Our health-care workers need stability and investment in the work they do every single day,” Health Sciences Association of Alberta president Mike Parker said on Tuesday. “Not conflict between a public health guarantee and alternative models. Not this unknown nebulous of decentralization.”

Although the UCP government has been outsourcing some functions of the health system to private companies, Smith has said no Albertan will have to pay out of pocket for insured health services, such as a family doctor visit.

NDP primary and rural health critic David Shepherd said the government’s pledge of decentralizing decision making is ironic, given Smith fired the AHS board and installed an administrator to speed up change.

It’s a bit laughable that she’s suddenly now saying she wants to be more regional, collaborative and empower local healthcare workers and others,” Shepherd said. “I don’t think our system would be helped by creating additional red tape, additional boards.”

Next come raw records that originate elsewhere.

PR #123, opened 2015-05-20
Dec 314

jonhartzler:
We needed to start using our api for item updates.  

I added use of an ajax call to the item api and I added display of error messages returned from the server.

### DIFF
--- a/app/assets/javascripts/components/Form.js.jsx
+++ b/app/assets/javascripts/components/Form.js.jsx
@@ -32,8 +32,8 @@ var Form = React.createClass({
   formErrorAlert: function () {
     if (this.props.hasErrors)  {
       return (
-        <div className="alert alert-danger" role="alert">
-          <strong>Opps!!</strong> errors prohibited this form being saved.
+        <div className="alert alert-warning" role="alert">
+          Please complete the highlighted fields in order to continue.
         </div>
       )
     }
--- a/app/assets/javascripts/components/Form.js.jsx
+++ b/app/assets/javascripts/components/Form.js.jsx
@@ -12,6 +12,7 @@ var Form = React.createClass({
     url: React.PropTypes.string.isRequired,
     authenticityToken: React.PropTypes.string.isRequired,
     method: React.PropTypes.string,
+    hasErrors: React.PropTypes.object,
   },
 
   getDefaultProps: function() {
@@ -28,12 +29,24 @@ var Form = React.createClass({
     }
   },
 
+  formErrorAlert: function () {
+    if (this.props.hasErrors)  {
+      return (
+        <div className="alert alert-danger" role="alert">
+          <strong>Opps!!</strong> errors prohibited this form being saved.
+        </div>
+      )
+    }
+    return "";
+  },
+
   render: function () {
     return (
       <form action={this.props.url} method={ this.formMethod() } >
         <input name="utf8" type="hidden" value="✓" />
         <input type="hidden" name="_method" value={this.props.method} />
         <input type="hidden" name="authenticity_token" value={this.props.authenticityToken} />
+        {this.formErrorAlert()}
         {this.props.children}
       </form>
     );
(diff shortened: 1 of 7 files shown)


app/assets/javascripts/components/item_meta_data_form/ItemMetaDataForm.js.jsx
```diff
@@ -30,17 +55,32 @@ var ItemMetaDataForm = React.createClass({
...
+          <StringField objectType="item" name="title" required="true" title="Title" value={this.state.formValues['title']} handleFieldChange={this.handleFieldChange} errorMsg={this.state.errors['title']} />
+          <TextField  objectType="item" name="description" required="" title="Description" value={this.state.formValues['description']} handleFieldChange={this.handleFieldChange} errorMsg={this.state.errors['description']} />
+          <TextField objectType="item" name="transcription" required="" title="Transcription" value={this.state.formValues['transcription']} handleFieldChange={this.handleFieldChange} errorMsg={this.state.errors['transcription']}  />
+          <StringField  objectType="item" name="manuscript_url" required="" title="Digitized Manuscript URL" value={this.state.formValues['manuscript_url']} handleFieldChange={this.handleFieldChange} placeholder="http://" help="Link to externally hosted manuscript viewer." errorMsg={this.state.errors['manuscript_url']}  />
```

When asked, LaGrange didn’t say whether splitting AHS back into regional boards was a possibility.

Smith has also asked LaGrange to resolve “the unacceptable lab services delay challenge” as patients, particularly in Calgary and southern Alberta, are sometimes left waiting more than a month for routine tests.

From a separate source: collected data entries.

PR #124, opened 2015-05-21
update the form to track if it is dirty or not.

jonhartzler:
We need to message the user when they leave a page with out saving.  This had to be modified from the jquery model we were using to a react model. 

Here I just add a bit of code that adds to the onbeforeunload event when the form is dirty.


app/assets/javascripts/components/item_meta_data_form/ItemMetaDataForm.js.jsx
```diff
@@ -70,6 +71,23 @@ var ItemMetaDataForm = React.createClass({
     })
   },
 
+  setDirty: function () {
+    this.setState({
+      dirty: true,
+    });
+    window.onbeforeunload = function () {
```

During the last year, AHS has outsourced more lab testing to Dynalife, a company that was already running community labs in Edmonton and parts of northern Alberta. Privatizing more of the service was one of the EY report’s recommendations that was supposed to save money.

However, patients who depended on routine or timely tests sometimes spent hours waiting in emergency rooms instead to get their tests done on time.

LaGrange wouldn’t say what solutions the government is considering, but that officials have made it clear to Dynalife they expect the company to scale up its staffing and improve service.

“Albertans deserve the best lab services available,” she said. “And right now that’s not happening.”

She did not say what the consequences would be for Dynalife, should they continue to fail to meet expectations.

Dynalife deferred questions to Alberta Health.

HSAA represents around 3,000 lab workers across the province in both public and private labs.

Union president Parker said the service Dynalife provides has eroded because the company now needs to skim off profits for shareholders.

“How do you make those profits? It’s in cutting of resources, time, scheduling, workers,” he said.

Parker was happy to see the premier address worker concerns such as employee shortages in the mandate letter, saying unions have been pointing out the problem for years.

Among the rest of LaGrange’s to-do list is containing to try reducing surgical and emergency room wait times, addressing a taxed EMS system, and strategizing how to recruit and retain workers, especially in rural Alberta.

She’ll also implement UCP election promises to expand disease screening for newborns and bolster women’s health research.